We have an issue were we automatically approve definition updates to Forefront Endpoint Protection 2010 to our servers, this is working fine for all server except the domain controllers. Hopefully somebody here has had the same problem or can point me in the right direction for a solution.
Situation:
We have set up multiple servers with an SCCM client and Forefront Endpoint Protection 2010 but because software updates are working as we want it to we let the servers get their software updates through a dedicated WSUS 3 server which is not part of the
SCCM 207 R3 environment.
The deployment of the Forefront Endpoint 2010 client through SCCM is working fine, all servers have installed the Forefront Endpoint client succesfully.
We have several policies and collections in SCCM defining the different server roles (Domain Controllers, Exchange Servers, SQL Servers, etc).
All Forefront Endpoint Protection policies are set the same, except for the exclusions which differ per server role.
We have GPO's in place for setting the WSUS server for the servers, in the GPO's we set the updates to download but notify for install, GPO's settings are exactly the same for Domain Controllers, Members Servers, etc. The only difference is the Target Group setting.

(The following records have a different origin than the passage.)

PR #5648, opened 2025-06-02
[BUG FIX] [MER-4572] Cannot paste static components onto screens with question components

dtiwarATS:


dtiwarATS:
Hey @bsparks, this one also needs your review :)

dtiwarATS:
oh, Got it. Looks the build was failing due to some unchanged file showing up in the PR so just made a comment and checked-in the code so that the jobs re-runs

PR #5649, opened 2025-06-02
[ENHANCEMENT] [MER-4621] Refine approach for determining student ids to ignore

darrensiegel:
This PR adjusts the approach that Datasets infrastructure uses to determine which user ids to ignore.  The intent here is to ignore all "non students" and all students who opt out of research consent.  The previous impl was not robust against students having multiple roles (`:context_learner` and `:context_member`), which certain LMSes were assigning. 

The new approach handles this edge case.


Francisco-Castro (approved):
LGTM!

I left a NIT to make a small optimization in `determine_ignored_student_ids/1`

PR #5654, opened 2025-06-04
[FEATURE] [MER-4607] Update downloadable student report

Francisco-Castro:
Ticket: [MER-4607](https://eliterate.atlassian.net/browse/MER-4607)

This PR adapts our current `download_students_progress/2` function to meet the requirements outlined in the ticket. It also attempts to abstract as much code as possible for reuse in upcoming reports.

To avoid over-sorting, only the first three columns — status, name, and email — are taken into account.

[MER-4607]: https://eliterate.atlassian.net/browse/MER-4607?atlOrigin=eyJpIjoiNWRkNTljNzYxNjVmNDY3MDlhMDU5Y2ZhYzA5YTRkZjUiLCJwIjoiZ2l0aHViLWNvbS1KU1cifQ

### DIFF
--- a/lib/oli_web/controllers/delivery_controller.ex
+++ b/lib/oli_web/controllers/delivery_controller.ex
@@ -28,8 +28,6 @@ defmodule OliWeb.DeliveryController do
     ContextRoles.get_role(:context_instructor)
   ]
 
-  # %{"Enrolled" => 0, "Rejected invitation" => 1, ...}
-
   @doc """
   This is the default entry point for delivery users. It will redirect to the appropriate page based
   on whether the user is an independent learner or an LTI user.


lib/oli_web/controllers/delivery_controller.ex
```diff
@@ -507,4 +517,25 @@ defmodule OliWeb.DeliveryController do
       student_ids
     )
   end
+
+  defp sort_data(results) do
+    Enum.sort_by(results, &{@status_rank[&1.status], &1.name, &1.email})
```
nicocirio: What do you think about doing something like 
`Enum.sort_by(results, &{&1.status, &1.name, &1.email})` and avoid defining `@status_rank`?

nicocirio (dismissed):
We are in a good path Fran! I tested it locally and non-students are included in the report  and student names are not being sorted asc by Name. Could we please recheck that?
On the other hand, it is confusing for me if we need to label "Pending Confirmation" or "Waiting Confirmation". The ticket, the UI and the specs talk about "Pending Confirmation" except on the spreadsheet example

Screenshot 2025-06-10 at 12 00 32 PM

lib/oli_web/controllers/delivery_controller.ex
Francisco-Castro: It makes sense now that we are using the Pending Confirmation instead of the Waiting on.

Francisco-Castro:
Thanks, @nicocirio, for the review. I’ve fixed the filtering issue—could you please take a look when you have a moment?

lib/oli_web/controllers/delivery_controller.ex
```diff
@@ -27,6 +28,8 @@ defmodule OliWeb.DeliveryController do
     ContextRoles.get_role(:context_instructor)
   ]
 
+  # %{"Enrolled" => 0, "Rejected invitation" => 1, ...}
+
```
nicocirio: We forgot to remove this comment

nicocirio (approved):
Nice work! I tested it locally and it worked as expected:

image


I removed an old comment before merging it.

lib/oli_web/controllers/delivery_controller.ex
Francisco-Castro: Nice catch! I'll remove it in my current ticket --[MER-4610](https://eliterate.atlassian.net/browse/MER-4610). Thanks!

nicocirio: I've already removed it [here](https://github.com/Simon-Initiative/oli-torus/pull/5654/commits/e6d352c41020ca2d28e8744deecc82e628d86633) 😄

PR #5658, opened 2025-06-06
[ENHANCEMENT] [TQA-6] Added related test to the ticket

lperezCES:


assets/automation/src/systems/torus/pom/workspace/administrator/AdminUserDetailsPO.ts
```diff
@@ -0,0 +1,42 @@
...
+    this.utils = new Utils(this.page);
+    this.editButton = this.page.getByRole('button', { name: 'Edit' });
+    this.checkBox = this.page.getByRole('checkbox', {
+      name: 'Can Create Sections',
+    });
+    this.saveButton = this.page.getByRole('button', { name: 'Save' });
+  }
+
+  async goToUserEditPage(userId: string) {
+<<<<<<< HEAD
```
darrensiegel: Looks to be a left over merge conflict

darrensiegel (changes requested):
I saw an instance where a local merge conflict was still in the codebase. 

Also, I'm not sure what is going on with this PR, but many (or maybe most) of the files in this PR are already in our codebase - but this PR suggests that the entirety of the contents of their files have changed.  For instance, `assets/automation/src/systems/torus/pom/component/AddResourceCO.ts` is already on `master` but it appears in this PR as having every single line changed - even though the true diff is smaller.  We need to understand why this is happening - we want traditional "diffs" to appear in the PRs as opposed to seeing all files appear as if everything has changed.

PR #5660, opened 2025-06-09
[FEATURE] [MER-4482] Prevent LTI external tool creation in the activity bank

simonchoxx:
[MER-4482](https://eliterate.atlassian.net/browse/MER-4482)

This PR updates the activity bank authoring interface to exclude LTI external tool activities, ensuring only supported (non-LTI) activities appear as options for authors.

- Before

before

- After

after

[MER-4482]: https://eliterate.atlassian.net/browse/MER-4482?atlOrigin=eyJpIjoiNWRkNTljNzYxNjVmNDY3MDlhMDU5Y2ZhYzA5YTRkZjUiLCJwIjoiZ2l0aHViLWNvbS1KU1cifQ

### DIFF
--- a/lib/oli/authoring/editing/bank_editor.ex
+++ b/lib/oli/authoring/editing/bank_editor.ex
@@ -44,7 +44,7 @@ defmodule Oli.Authoring.Editing.BankEditor do
            ) do
       editor_map =
         Activities.create_registered_activity_map(project_slug)
-        |> Enum.filter(fn {_key, entry} -> entry.isLtiActivity == false end)
+        |> Enum.reject(fn {_key, entry} -> entry.isLtiActivity end)
         |> Enum.into(%{})
 
       project = Oli.Authoring.Course.get_project_by_slug(project_slug)
--- a/test/oli_web/live/workspaces/course_author/activity_bank_live_test.exs
+++ b/test/oli_web/live/workspaces/course_author/activity_bank_live_test.exs
@@ -84,14 +84,7 @@ defmodule OliWeb.Workspaces.CourseAuthor.ActivityBankLiveTest do
       {:ok, props} = Jason.decode(props_json)
       editor_map = props["editorMap"]
 
-      # 1. Ensure that LTI activities exist in the database
-      lti_activities = Oli.Activities.list_activity_registrations()
-
-      assert Enum.all?([lti_activity1.slug, lti_activity2.slug], fn slug ->
-               Enum.any?(lti_activities, &(&1.slug == slug))
-             end)
-
-      # 2. Ensure that they are NOT present in the editorMap (React props)
+      # Ensure that they are NOT present in the editorMap (React props)
       editor_map_slugs = Map.keys(editor_map)
 
       assert Enum.all?([lti_activity1.slug, lti_activity2.slug], fn slug ->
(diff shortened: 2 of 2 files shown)


lib/oli/authoring/editing/bank_editor.ex
```diff
@@ -42,7 +42,11 @@ defmodule Oli.Authoring.Editing.BankEditor do
              },
              %Paging{limit: 1, offset: 0}
            ) do
-      editor_map = Activities.create_registered_activity_map(project_slug)
+      editor_map =
+        Activities.create_registered_activity_map(project_slug)
+        |> Enum.filter(fn {_key, entry} -> entry.isLtiActivity == false end)
```
Francisco-Castro: This could also be written like

```
|> Enum.reject(fn {_key, entry} -> entry.isLtiActivity end)
```

test/oli_web/live/workspaces/course_author/activity_bank_live_test.exs
```diff
@@ -67,13 +67,71 @@ defmodule OliWeb.Workspaces.CourseAuthor.ActivityBankLiveTest do
...
+    lti_activity2 =
+      insert(:activity_registration, %{
+        slug: "lti_activity_2",
+        title: "LTI Activity 2"
+      })
+
+    insert(:lti_external_tool_activity_deployment, %{
+      activity_registration: lti_activity1,
+      deployment_id: Ecto.UUID.generate(),
+      status: :enabled
```
Francisco-Castro: By default those values are provided by the factory.

test/oli_web/live/workspaces/course_author/activity_bank_live_test.exs
```diff
@@ -67,13 +67,71 @@ defmodule OliWeb.Workspaces.CourseAuthor.ActivityBankLiveTest do
...
+      props_json = Floki.attribute(activity_bank_html, "data-live-react-props") |> List.first()
+      {:ok, props} = Jason.decode(props_json)
+      editor_map = props["editorMap"]
+
+      # 1. Ensure that LTI activities exist in the database
+      lti_activities = Oli.Activities.list_activity_registrations()
+
+      assert Enum.all?([lti_activity1.slug, lti_activity2.slug], fn slug ->
+               Enum.any?(lti_activities, &(&1.slug == slug))
+             end)
```
Francisco-Castro: I'm not sure why this check is here, since you explicitly define those inserts in you HELPER FUNCTIONS block.

Francisco-Castro (commented):
The functionality is working as expected, but there are a few parts that could be improved for better readability.

lib/oli/authoring/editing/bank_editor.ex
simonchoxx: While there’s no efficiency difference between `Enum.filter` and `Enum.reject`, I agree that using `Enum.reject` is clearer in this case, as you suggest. I’ll make the change—thanks!

test/oli_web/live/workspaces/course_author/activity_bank_live_test.exs
simonchoxx: I added this check to explicitly verify that the LTI activities exist before asserting they’re filtered out. It helps clarify test intent and avoids misleading failures if the setup changes.

Francisco-Castro: @simonchoxx There's no need to check them explicitly — they're already inserted in your helper function. It’s essentially like testing whether `insert/3` works, which isn’t necessary.

PR #5664, opened 2025-06-10
[FEATURE] [MER-4647] Text blob storage replacement for main DB extrinsic storage

darrensiegel:
This PR introduces a (configurable, optional) replacement for the database backed storage for global and page attempt level.   Prior to this PR, the `users` and `resource_attempts` each used a `state` field to store arbitrary JSON blobs.  This feature is used by the Adaptive Player to store EverApp and Simulation data, but the large of amount of data being stored has proved to be a performance and scalability issue.   We solve these performance issues by 1) Storing these large JSON blobs in S3 storage and 2) Eliminating all of the server JSON encoding and decoding by providing a pure `plain/text` API and distributing the JSON encoding/decoding to the client browser.

To enable this new "text blob storage", we set a new run time environment variable `BLOB_STORAGE_USE_DEPRECATED_API=false`.  The default here is `true` which allows a server to continue to operate with the current DB backed extrinsic service.     **WE MUST SET THIS FOR PROTON, but NOT SET THIS FOR ETX PROD.** 

A change had to be made in this client facing API for pure text as we now must read and write individual keys instead of getting and upsertting a JSON object with potentially many keys. 

Also, this only affects the Adaptive Page use of extrinsic storage.  The basic page has a couple of uses of user and attempt level extrinsic storage (pagination, alternatives selection) that will continue to be stored in the DB record.  These usages do not at all contribute to the scaling and performance issues and can continue to operate this way.

### DIFF
--- a/assets/src/data/persistence/blob.ts
+++ b/assets/src/data/persistence/blob.ts
@@ -18,9 +18,7 @@ const lastSet = () => {
   return arr[arr.length - 1];
 };
 
-
-export const read = async(key: string) => {
-
+export const read = async (key: string) => {
   const params = {
     method: 'GET',
     url: '/blob/' + key,
@@ -40,10 +38,9 @@ export const read = async(key: string) => {
   });
 
   return { result };
-}
+};
 
 export const write = async (key: string, state: any) => {
-
   const body = JSON.stringify(state);
 
   const params = {
@@ -64,12 +61,9 @@ export const write = async (key: string, state: any) => {
   });
 
   return { result };
-}
-
-
+};
 
 function readGlobal(keys: string[] | null = null) {
-
   const promises = keys?.map((key) => {
     const params = {
       method: 'GET',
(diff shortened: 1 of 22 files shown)


assets/src/data/persistence/blob.ts
```diff
@@ -0,0 +1,196 @@
...
+    }
+  }
+  return result;
+};
+
+export const internalUpdateGlobalUserState = async (
+  updates: { [topKey: string]: { [key: string]: any } },
+  useLocalStorage = false,
+) => {
+  /* console.log('updateGlobalUserState', updates); */
```
gastonabella, line 130: Nit: remove console log comment

assets/src/data/persistence/blob.ts
```diff
@@ -0,0 +1,196 @@
...
+const updateInterval = 300;
+const [batchedUpdate] = batchedBuffer(internalUpdateGlobalUserState, updateInterval);
+
+export const updateGlobalUserState = async (
+  updates: { [topKey: string]: { [key: string]: any } },
+  useLocalStorage = false,
+) => {
+  /*console.log('updateGlobalUserState called', { updates, useLocalStorage });*/
+  const result = await batchedUpdate(updates, useLocalStorage);
+  /* console.log('updateGlobalUserState result', { result, updates }); */
```
gastonabella, line 167: Same here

We have several groups in WSUS 3 defining the different server roles (Domain Controllers, Member Servers, etc).
We have one Auto Approve rule which auto approves definition updates to Forefront Endpoint Protection to all groups.
The auto approve rule is working for the Member Servers, definition updates are installing fine but the rule is NOT working for the domain controllers, on the domain controllers the definition update is waiting for a manual install in the windows update screen and will not auto install.